*Aim of the exercise:*
Using the records below, repeat exactly the lines from the one holding "propagating from resending." through the one holding "1288 passing.", both ends included, and no others.

*Input data:*
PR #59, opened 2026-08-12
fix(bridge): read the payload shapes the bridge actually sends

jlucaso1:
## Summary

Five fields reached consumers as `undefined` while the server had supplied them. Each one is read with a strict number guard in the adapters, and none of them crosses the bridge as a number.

==

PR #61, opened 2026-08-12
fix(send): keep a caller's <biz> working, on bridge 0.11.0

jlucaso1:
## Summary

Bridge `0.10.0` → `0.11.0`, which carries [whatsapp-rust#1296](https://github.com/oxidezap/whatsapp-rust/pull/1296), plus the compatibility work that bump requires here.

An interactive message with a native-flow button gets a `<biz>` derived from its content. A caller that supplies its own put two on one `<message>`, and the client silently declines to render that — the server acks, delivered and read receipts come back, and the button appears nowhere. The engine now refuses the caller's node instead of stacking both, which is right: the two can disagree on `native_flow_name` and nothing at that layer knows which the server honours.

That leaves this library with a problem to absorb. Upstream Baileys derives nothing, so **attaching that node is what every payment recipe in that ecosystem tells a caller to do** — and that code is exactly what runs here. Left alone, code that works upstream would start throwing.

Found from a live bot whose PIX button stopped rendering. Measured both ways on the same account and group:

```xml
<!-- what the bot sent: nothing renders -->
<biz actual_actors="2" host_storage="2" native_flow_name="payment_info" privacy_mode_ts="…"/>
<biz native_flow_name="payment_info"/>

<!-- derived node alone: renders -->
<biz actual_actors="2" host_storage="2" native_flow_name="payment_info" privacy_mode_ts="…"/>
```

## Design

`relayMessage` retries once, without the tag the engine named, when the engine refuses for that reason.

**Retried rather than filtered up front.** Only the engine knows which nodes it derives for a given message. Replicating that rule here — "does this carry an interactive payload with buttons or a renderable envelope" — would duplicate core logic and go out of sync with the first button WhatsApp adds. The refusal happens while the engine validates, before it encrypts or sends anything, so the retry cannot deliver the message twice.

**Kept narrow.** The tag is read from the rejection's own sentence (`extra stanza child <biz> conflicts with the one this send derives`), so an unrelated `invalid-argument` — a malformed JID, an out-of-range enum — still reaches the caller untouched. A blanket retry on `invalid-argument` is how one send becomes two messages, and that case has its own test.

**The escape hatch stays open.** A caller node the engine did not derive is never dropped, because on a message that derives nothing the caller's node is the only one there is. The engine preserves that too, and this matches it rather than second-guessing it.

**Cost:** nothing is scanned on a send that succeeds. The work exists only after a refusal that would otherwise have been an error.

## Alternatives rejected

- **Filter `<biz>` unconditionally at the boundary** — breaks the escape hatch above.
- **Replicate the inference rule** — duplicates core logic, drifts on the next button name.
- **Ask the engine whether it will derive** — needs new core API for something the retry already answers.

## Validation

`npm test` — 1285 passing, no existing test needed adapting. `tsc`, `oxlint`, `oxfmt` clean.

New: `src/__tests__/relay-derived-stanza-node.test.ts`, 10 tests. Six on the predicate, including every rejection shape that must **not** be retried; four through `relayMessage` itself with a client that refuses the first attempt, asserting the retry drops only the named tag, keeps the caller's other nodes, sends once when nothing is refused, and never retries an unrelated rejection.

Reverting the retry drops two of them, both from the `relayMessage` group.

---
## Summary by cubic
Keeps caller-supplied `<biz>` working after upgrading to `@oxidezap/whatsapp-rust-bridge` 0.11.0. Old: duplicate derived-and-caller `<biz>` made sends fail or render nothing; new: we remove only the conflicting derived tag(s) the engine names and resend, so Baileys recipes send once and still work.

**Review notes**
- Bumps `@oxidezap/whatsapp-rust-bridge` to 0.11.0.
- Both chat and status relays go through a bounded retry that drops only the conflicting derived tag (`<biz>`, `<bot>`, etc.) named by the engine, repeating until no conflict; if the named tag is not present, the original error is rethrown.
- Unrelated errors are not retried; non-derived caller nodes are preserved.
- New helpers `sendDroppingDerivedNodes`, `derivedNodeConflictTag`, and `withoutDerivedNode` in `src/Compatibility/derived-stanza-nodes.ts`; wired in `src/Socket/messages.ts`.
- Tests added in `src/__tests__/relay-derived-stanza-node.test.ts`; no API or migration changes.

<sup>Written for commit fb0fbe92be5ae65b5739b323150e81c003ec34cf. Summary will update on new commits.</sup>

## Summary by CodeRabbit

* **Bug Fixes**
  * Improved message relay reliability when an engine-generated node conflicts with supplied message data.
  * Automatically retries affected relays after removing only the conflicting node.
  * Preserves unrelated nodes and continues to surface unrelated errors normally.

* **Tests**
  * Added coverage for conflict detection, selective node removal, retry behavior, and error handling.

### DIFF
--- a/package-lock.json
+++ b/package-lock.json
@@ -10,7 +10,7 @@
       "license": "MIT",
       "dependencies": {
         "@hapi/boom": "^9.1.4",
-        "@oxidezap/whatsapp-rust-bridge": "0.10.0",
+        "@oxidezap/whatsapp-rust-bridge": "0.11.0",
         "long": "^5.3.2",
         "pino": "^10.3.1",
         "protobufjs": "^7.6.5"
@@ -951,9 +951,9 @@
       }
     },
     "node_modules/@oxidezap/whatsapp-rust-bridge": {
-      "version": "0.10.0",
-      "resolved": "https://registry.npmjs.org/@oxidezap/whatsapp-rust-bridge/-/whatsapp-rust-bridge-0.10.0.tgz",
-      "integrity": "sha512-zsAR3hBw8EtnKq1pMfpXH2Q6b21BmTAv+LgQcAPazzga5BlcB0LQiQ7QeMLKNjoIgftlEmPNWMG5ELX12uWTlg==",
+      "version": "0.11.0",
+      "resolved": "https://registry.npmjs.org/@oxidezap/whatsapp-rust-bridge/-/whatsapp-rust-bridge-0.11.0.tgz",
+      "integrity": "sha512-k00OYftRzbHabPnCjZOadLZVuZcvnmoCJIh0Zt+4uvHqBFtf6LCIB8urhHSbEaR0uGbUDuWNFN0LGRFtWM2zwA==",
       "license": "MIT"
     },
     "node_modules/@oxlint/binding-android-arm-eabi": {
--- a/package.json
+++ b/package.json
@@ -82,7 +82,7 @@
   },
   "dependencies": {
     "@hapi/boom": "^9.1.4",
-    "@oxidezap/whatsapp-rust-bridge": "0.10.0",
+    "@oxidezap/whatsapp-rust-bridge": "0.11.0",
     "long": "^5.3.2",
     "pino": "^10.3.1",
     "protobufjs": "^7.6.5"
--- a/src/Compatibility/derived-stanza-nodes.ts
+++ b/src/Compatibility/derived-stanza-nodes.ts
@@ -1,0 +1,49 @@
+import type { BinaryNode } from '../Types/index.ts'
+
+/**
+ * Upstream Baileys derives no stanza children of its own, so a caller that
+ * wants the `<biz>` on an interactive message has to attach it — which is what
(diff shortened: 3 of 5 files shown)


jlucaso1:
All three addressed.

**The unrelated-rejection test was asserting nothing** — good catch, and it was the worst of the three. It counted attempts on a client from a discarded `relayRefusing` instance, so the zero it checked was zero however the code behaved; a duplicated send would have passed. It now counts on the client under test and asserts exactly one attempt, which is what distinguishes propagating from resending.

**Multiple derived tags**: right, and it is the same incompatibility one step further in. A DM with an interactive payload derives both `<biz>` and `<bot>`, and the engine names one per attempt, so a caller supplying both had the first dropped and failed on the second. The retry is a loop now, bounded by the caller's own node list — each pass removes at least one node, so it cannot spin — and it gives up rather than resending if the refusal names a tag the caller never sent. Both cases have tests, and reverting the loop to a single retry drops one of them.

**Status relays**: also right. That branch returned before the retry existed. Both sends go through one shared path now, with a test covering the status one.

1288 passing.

==

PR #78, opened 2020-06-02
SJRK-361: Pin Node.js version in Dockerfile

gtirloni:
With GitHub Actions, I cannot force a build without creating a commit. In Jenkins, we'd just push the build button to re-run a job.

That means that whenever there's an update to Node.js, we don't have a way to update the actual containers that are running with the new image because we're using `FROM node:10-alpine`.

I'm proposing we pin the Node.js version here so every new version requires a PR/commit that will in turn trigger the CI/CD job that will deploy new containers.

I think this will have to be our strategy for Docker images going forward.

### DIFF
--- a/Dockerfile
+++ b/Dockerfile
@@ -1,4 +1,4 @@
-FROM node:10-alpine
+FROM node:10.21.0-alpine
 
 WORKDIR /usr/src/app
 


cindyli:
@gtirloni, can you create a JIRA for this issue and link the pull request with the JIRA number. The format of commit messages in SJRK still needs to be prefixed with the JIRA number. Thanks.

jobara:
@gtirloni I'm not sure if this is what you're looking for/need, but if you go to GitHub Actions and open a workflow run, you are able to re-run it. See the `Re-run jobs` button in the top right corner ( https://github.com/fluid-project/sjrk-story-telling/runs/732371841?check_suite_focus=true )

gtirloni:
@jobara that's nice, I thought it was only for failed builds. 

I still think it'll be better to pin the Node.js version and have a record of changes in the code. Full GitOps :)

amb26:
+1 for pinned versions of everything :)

*Solution to this exercise:*
**The unrelated-rejection test was asserting nothing** — good catch, and it was the worst of the three. It counted attempts on a client from a discarded `relayRefusing` instance, so the zero it checked was zero however the code behaved; a duplicated send would have passed. It now counts on the client under test and asserts exactly one attempt, which is what distinguishes propagating from resending.

**Multiple derived tags**: right, and it is the same incompatibility one step further in. A DM with an interactive payload derives both `<biz>` and `<bot>`, and the engine names one per attempt, so a caller supplying both had the first dropped and failed on the second. The retry is a loop now, bounded by the caller's own node list — each pass removes at least one node, so it cannot spin — and it gives up rather than resending if the refusal names a tag the caller never sent. Both cases have tests, and reverting the loop to a single retry drops one of them.

**Status relays**: also right. That branch returned before the retry existed. Both sends go through one shared path now, with a test covering the status one.

1288 passing.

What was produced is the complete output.